Beyond Buhari and before 1999 there was the predisposition of projecting and perceiving military intervention in Nigerian politics as serving the shock therapy utility. However, after repeated loss of credibility and governance failure especially since the 1993 debacle, public perception of military rule intervention has become that of a cure worse than the disease. Whatever the extenuation, the reality today is that a combination of happenstances including governance inertia and poor crisis management skills has once again driven Nigeria to the cusp of acute socio political disorder.

The ramifications of a potential Buhari Presidency failure are far reaching. It will foster loss of faith in the capacity of the status quo to self-correct and undermines the notion that all it takes to solve the governance problem of Nigeria is a federal character search for the right leadership.
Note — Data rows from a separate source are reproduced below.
PR #345, opened 2021-01-18
Small speedups for _flatten_impl and others

Theelgirl:
Speeds up ``Pickler._flatten_impl``, ``Pickler._get_flattener``, and ``util._is_function``.

``_flatten_impl``:
- Condense type checks
- Remove function call

``_get_flattener``:
- Removed slow function alias
- Rearranged checks to check more common cases first

``is_function``:
- Avoided construction of a new set every call

### DIFF
--- a/jsonpickle/pickler.py
+++ b/jsonpickle/pickler.py
@@ -271,15 +271,14 @@ class Pickler(object):
         if PY2 and isinstance(obj, types.FileType):
             return self._flatten_file(obj)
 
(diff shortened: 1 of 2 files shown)


Theelgirl:
Hmm, it looks like this breaks 2.7 so it'd be better for v2.0

Theelgirl:
@davvid Thoughts? I fixed it for 2.7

In the aspiration for the socio political reformation of Nigeria, leadership change is the irreducible minimum-which falls short of the promise of other available options and beggars the following posers: When would the meritorious leadership emerge? For how long can Nigeria be subjected to the whimsical experimentation and expectation of the messiah? And If and when the messiah cometh, is his kingdom not subject to term limitation? I have argued several times on this page that it is scientifically wrong to predicate the enduring development of a modern society on individual leadership capacity and competence. Such a philosopher king predicated utopia belongs in the antiquity of Athenian democracy and the fertile imagination of Plato.

In the design of any human mechanism, science assumes the worst case scenario not the best case. If I may again borrow the American democracy analogy, the American constitution does not assume that good and competent actors would constitute government. As a matter of fact, it assumes the contrary and thereby instituted structural (federalism) and institutional constraints of checks and balances and separation of powers to limit the damage that mediocre or rogue leadership can inflict. This is the containment strategy whose utility is being presently validated in the reining-in of the one man wrecking crew of Donald Trump.

Political advocacy has been my caller identification and I shall remain true to myself once again. Since the departure and deviation point of 1966 we have experimented with a number of shock therapy measures and all seemed to have ended in futility. Shouldn’t we go back to the drawing board and embark on a journey of rediscovery? Beyond its theoretical and practical applicability to our unique aspiration for unity amidst diversity there is also the potential of restructuring (federalism) serving the utility of shock therapy-a structural reinvention of Nigeria, but a reinvention nonetheless.